Related information acquiring means for acquiring related information related to the content specified by the content specifying means;
The utterance content generation means for generating the utterance content including the related information acquired by the related information acquisition means as the utterance content corresponding to the content is provided. The utterance control device described.

Sponsor identification means for identifying the sponsor of the content identified by the content identification means;
5. The utterance content generation means for generating the utterance content corresponding to the sponsor specified by the sponsor specifying means as the utterance content corresponding to the content. 5. Utterance control device.

An utterance device having a voice utterance function,
Content specifying means for specifying content received and output by an output device associated with the utterance device as a device used with the utterance device;
According to the information for specifying the timing of utterance, speech apparatus characterized by a content corresponding to the content in which the content specifying means has specified and a, a speech means to speak the above timing.

An output device operating means for operating the output device;
The utterance device according to claim 6, wherein the content specifying means specifies content using information indicating details of an operation performed by the output device operating means.

An utterance control system for uttering to an utterance device having an utterance function by voice,
An output device associated with the utterance device as a device used with the utterance device, a content specifying device for specifying content received and output from a device other than the utterance control device that utters the utterance device;
The utterance control device that causes the utterance device to utter at the timing the content according to the content specified by the content specifying device according to the information specifying the utterance timing ;
An utterance control system including the utterance device.

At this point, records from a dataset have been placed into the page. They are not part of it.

PR #424, opened 2015-06-22
forcing GZIP for bootstrapping #423

### LINKED ISSUE #423: Force Gzip
This is the frontend counterpart to https://github.com/hoodiehq/hoodie-server/pull/349.

Before I can prepare a PR,  I need some guidance with how this fits into hoodie.js best.

First off, I think this should _not_ be a plugin, as this is useful for all apps and should be built-in.

I also acknowledge that this code does DOM manipulation, which hoodie.js (afaik) does’t do yet, so we need to make sure this is absolutely fail-safe.

If we can’t make it fail-safe, we need to wrap this in a `hoodie.enableForcedGzip()` method that developers have to call themselves (or with `new Hoodie({force_gzip: true})` or something, it doesn’t matter at this point :).

This is the code that we need to be running:

``` javascript
      // Check for a cookie.
      // If absent, set a session cookie saying “compression NOT ok”.
      // Write out an iframe element to the page.
      if(document.cookie.indexOf('hoodie_force_gzip') === -1) {
        document.cookie = 'hoodie_force_gzip=false';
        var bodyTag = document.getElementsByTagName('body')[0];
        var insertingIframe = document.createElement('iframe');
        insertingIframe.src = '/_api/_files/force-gzip.html?gzip=force';
        bodyTag.appendChild(insertingIframe);
      }
```

More background here: http://www.stevesouders.com/blog/2010/07/12/velocity-forcing-gzip-compression/

cc @gr2m @zoepage

gr2m:
closes #423

### DIFF
--- a/src/lib/store/remote/api.js
+++ b/src/lib/store/remote/api.js
@@ -140,10 +140,23 @@ exports.getSinceNr = function(state) {
 // changes since the beginning, but this behavior might be adjusted,
 // e.g for a filtered bootstrap.
 //
+// As several firewalls and anti virus software strip out Accept-Encoding
+// request headers, ~15% of users end up with much bigger download sizes
+// than needed. So we created a workaround to force gzip via url param,
+// and fallback to normal request if it fails:
+// https://github.com/hoodiehq/hoodie.js/issues/423
+//
+// More background:
+// http://www.stevesouders.com/blog/2010/07/12/velocity-forcing-gzip-compression/
+//
 exports.bootstrap = function(state) {
   state.isBootstrapping = true;
   state.remote.trigger('bootstrap:start');
-  return state.remote.pull()
+  return state.remote.pull({forceGzip: true})
+    .catch(function () {
+      // TODO: make this smarter: restart only if parsing response fails
+      return state.remote.pull();
+    })
     .done(helpers.handleBootstrapSuccess.bind(null, state))
     .fail(helpers.handleBootstrapError.bind(null, state));
 };
@@ -156,8 +169,8 @@ exports.bootstrap = function(state) {
 // We currently make long poll requests, that we manually abort
 // and restart each 25 seconds.
 //
-exports.pull = function(state) {
-  state.pullRequest = state.remote.request('GET', helpers.pullUrl(state));
+exports.pull = function(state, options) {
+  state.pullRequest = state.remote.request('GET', helpers.pullUrl(state, options));
 
   if (state.remote.isConnected()) {
     global.clearTimeout(state.pullRequestTimeout);
--- a/src/lib/store/remote/helpers.js
+++ b/src/lib/store/remote/helpers.js
@@ -174,12 +174,13 @@ exports.mapDocsFromFindAll = function(state, response) {
 // not return a longpoll URL, as we want it to finish right away, even if there
 // are no changes on remote.
 //
-exports.pullUrl = function(state) {
+exports.pullUrl = function(state, options) {
   var since = state.remote.getSinceNr();
+  var forceGzipOption = options && options.forceGzip && '&force_gzip=true' || '';
   if (state.remote.isConnected() && !state.isBootstrapping) {
     return '/_changes?include_docs=true&since=' + since + '&heartbeat=10000&feed=longpoll';
   } else {
-    return '/_changes?include_docs=true&since=' + since;
+    return '/_changes?include_docs=true&since=' + since + forceGzipOption;
   }
 };
 


src/lib/store/remote/api.js
```diff
@@ -140,10 +140,20 @@ exports.getSinceNr = function(state) {
 // changes since the beginning, but this behavior might be adjusted,
 // e.g for a filtered bootstrap.
 //
+// As several firewalls and anti virus software strip out Accept-Encoding
+// request headers, ~15% of users end up with much bigger download sizes
+// than needed. So we created a workaround to force gzip via url param,
+// and fallback to normal request if it fails:
+// https://github.com/hoodiehq/hoodie.js/issues/423
```
janl, line 147: maybe link to the stevesouders post as well

src/lib/store/remote/api.js
```diff
@@ -140,10 +140,20 @@ exports.getSinceNr = function(state) {
...
+//
 exports.bootstrap = function(state) {
   state.isBootstrapping = true;
   state.remote.trigger('bootstrap:start');
-  return state.remote.pull()
+  return state.remote.pull({forceGzip: true})
```
janl, line 155: The option is `{gzip:force}`.

src/lib/store/remote/api.js
```diff
@@ -140,10 +140,20 @@ exports.getSinceNr = function(state) {
...
+    .catch(function () {
+      // make this smarter: restart only if parsing response fails
+      return state.remote.pull()
```
janl: What happens in the scenario:
1. server sends broken JSON, gzipped.
2. parsing fails.
3. server sends broken JSON, ungzipped.

It should be the same as before this patch, right?

src/lib/store/remote/helpers.js
```diff
@@ -174,12 +174,13 @@ exports.mapDocsFromFindAll = function(state, response) {
 // not return a longpoll URL, as we want it to finish right away, even if there
 // are no changes on remote.
 //
-exports.pullUrl = function(state) {
+exports.pullUrl = function(state, options) {
   var since = state.remote.getSinceNr();
+  var forceGzip = options && !!options.forceGzip
```
janl: Again `gzip=force`. My thinking was so that we can do `gzip=off` (force no gzip regardless of headers) and `gzip=headers` (default) later without having to introduce more parameters.

src/lib/store/remote/helpers.js
```diff
@@ -174,12 +174,13 @@ exports.mapDocsFromFindAll = function(state, response) {
...
   if (state.remote.isConnected() && !state.isBootstrapping) {
     return '/_changes?include_docs=true&since=' + since + '&heartbeat=10000&feed=longpoll';
   } else {
-    return '/_changes?include_docs=true&since=' + since;
+    return '/_changes?include_docs=true&since=' + since + '&forceGzip=' + forceGzip;
```
janl: one more `gzip=force`.

src/lib/store/remote/api.js
gr2m, line 155: I think `forceGzip: true` is more clear in terms what it does, don't you think? And I don't see a scenario where we would need something like `gzip: false`

janl, line 155: > And I don't see a scenario where we would need something like gzip: false

See my note below about `gzip: off` and `gzip: headers`.

Debugging comes mind, too.

If this isn’t convincing: I don’t like camel case in url params. Can we do`force_gzip:true` or something similar?

gr2m, line 155: yes, let's do `force_gzip:true` to stay aligned with CouchDB query param name conventions

src/lib/store/remote/api.js
gr2m: yes, result will be the same, only difference being that it now sends two requests instead of one

janl: thanks!

src/lib/store/remote/api.js
janl, line 155: aye, I’ll update hoodie-server

janl, line 155: PR here https://github.com/hoodiehq/hoodie-server/pull/352

gr2m:
fyi I'm debugging this right now, do not merge yet

gr2m:
Okay I've tested it now and it works, together with hoodie-server@4.0.0.

src/lib/store/remote/api.js
gr2m, line 147: done, see below

Issue #458, opened 2016-02-26
simplify Internal Module Architecture


gr2m:
Progress overview, find background info below
- [x] https://github.com/hoodiehq/hoodie-log/issues/31
- [x] https://github.com/hoodiehq/hoodie-connection-status/issues/46
- [x] https://github.com/hoodiehq/hoodie-store/issues/1
- [x] https://github.com/hoodiehq/hoodie-store-server/issues/32
- [x] https://github.com/hoodiehq/hoodie-store-client/issues/90
- [x] create `hoodie-account` repository / module as in https://github.com/hoodiehq/hoodie-store/issues/1
- [x] migrate hoodie-server-account / hoodie-client-account as in https://github.com/hoodiehq/hoodie-store-server/issues/32 and https://github.com/hoodiehq/hoodie-store-client/issues/90

Once all released
- [x] update [hoodie-client package.json](https://github.com/hoodiehq/hoodie-client/blob/65ccb7c346979f76831e7696336179bd67d326c1/package.json#L9-L12)
- [x] update [hoodie-client README.md](https://github.com/hoodiehq/hoodie-client/blob/65ccb7c346979f76831e7696336179bd67d326c1/README.md) (links to repos)
- [x] update [hoodie-client/lib/get-api.js](https://github.com/hoodiehq/hoodie-client/blob/master/lib/get-api.js#L5-L8)
- [x] update `hoodie-server/lib/hapi.js` [here](https://github.com/hoodiehq/hoodie-server/blob/c7e7528415834685356c07573074954ef5b5d8dc/lib/hapi.js#L40) and [here](https://github.com/hoodiehq/hoodie-server/blob/c7e7528415834685356c07573074954ef5b5d8dc/lib/hapi.js#L28)
- [x] update hoodie’s [README.md](https://github.com/hoodiehq/hoodie/blob/tent/README.md#why-is-there-no-code-in-this-repository) with new architecture

---

Today we have this for new Hoodie

```
hoodie/
├── hoodie-client
│   ├── hoodie-client-account
│   ├── hoodie-client-connection-status
│   ├── hoodie-client-log
│   └── hoodie-client-store
└── hoodie-server
    ├── hoodie-server-account
    └── hoodie-server-store
```

Additionally there are these two repositories:
- https://github.com/hoodiehq/hoodie-standalone-account
- https://github.com/hoodiehq/hoodie-standalone-store

We use these to test client & server together and have a simple generic web app UIs.

The problems with this architecture are
[...]

PR #460, opened 2016-04-04
Fix links that were changed in new architecture

finnp:
As part of: https://github.com/hoodiehq/hoodie/issues/458#issuecomment-204634204


gr2m:
LGTM, don’t mind the travis error, it cannot be affected to this as this PR only updates the README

An utterance control method for uttering to an utterance device having an utterance function by voice,
A content specifying step for specifying content received and output from a device other than the speech control device that causes the output device associated with the speech device to be used by the speech device as an apparatus used with the speech device;
According to the information for specifying the timing of speech, the speech control method characterized by the contents corresponding to content identified by the content specifying step including a speech control step of speech to the speech device in the above timing.

A method of controlling an utterance device having a speech utterance function,
A content specifying step of specifying content received and output by an output device associated with the utterance device as a device used with the utterance device;
According to the information specifying the timing of speech, the control method of the utterance apparatus which comprises a speech step, the uttering a content corresponding to content identified by the content identification step above timing.

A control program for causing a computer to function as the speech control device according to any one of claims 1 to 5, wherein the control program causes the computer to function as each of the means.

A control program for causing a computer to function as the utterance device according to claim 6 or 7, wherein the control program causes the computer to function as each of the means.